Work item ▸
Return every entry in the listing word for word.

================

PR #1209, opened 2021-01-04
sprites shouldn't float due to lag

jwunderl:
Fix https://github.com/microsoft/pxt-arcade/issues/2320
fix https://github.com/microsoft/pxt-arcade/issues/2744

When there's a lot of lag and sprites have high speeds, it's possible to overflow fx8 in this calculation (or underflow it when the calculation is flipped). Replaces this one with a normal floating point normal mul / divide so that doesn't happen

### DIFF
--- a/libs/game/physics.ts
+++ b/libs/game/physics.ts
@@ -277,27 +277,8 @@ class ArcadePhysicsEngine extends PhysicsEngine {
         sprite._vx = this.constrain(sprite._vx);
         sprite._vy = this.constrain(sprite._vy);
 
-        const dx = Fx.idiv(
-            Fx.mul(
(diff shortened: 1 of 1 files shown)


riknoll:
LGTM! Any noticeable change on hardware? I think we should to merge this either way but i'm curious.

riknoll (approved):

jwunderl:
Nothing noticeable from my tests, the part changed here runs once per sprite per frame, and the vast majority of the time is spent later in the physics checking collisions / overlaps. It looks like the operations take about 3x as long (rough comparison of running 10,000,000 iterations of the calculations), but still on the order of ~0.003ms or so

================

Task output ▸
PR #1209, opened 2021-01-04
sprites shouldn't float due to lag

jwunderl:
Fix https://github.com/microsoft/pxt-arcade/issues/2320
fix https://github.com/microsoft/pxt-arcade/issues/2744

When there's a lot of lag and sprites have high speeds, it's possible to overflow fx8 in this calculation (or underflow it when the calculation is flipped). Replaces this one with a normal floating point normal mul / divide so that doesn't happen

### DIFF
--- a/libs/game/physics.ts
+++ b/libs/game/physics.ts
@@ -277,27 +277,8 @@ class ArcadePhysicsEngine extends PhysicsEngine {
         sprite._vx = this.constrain(sprite._vx);
         sprite._vy = this.constrain(sprite._vy);
 
-        const dx = Fx.idiv(
-            Fx.mul(
(diff shortened: 1 of 1 files shown)


riknoll:
LGTM! Any noticeable change on hardware? I think we should to merge this either way but i'm curious.

riknoll (approved):

jwunderl:
Nothing noticeable from my tests, the part changed here runs once per sprite per frame, and the vast majority of the time is spent later in the physics checking collisions / overlaps. It looks like the operations take about 3x as long (rough comparison of running 10,000,000 iterations of the calculations), but still on the order of ~0.003ms or so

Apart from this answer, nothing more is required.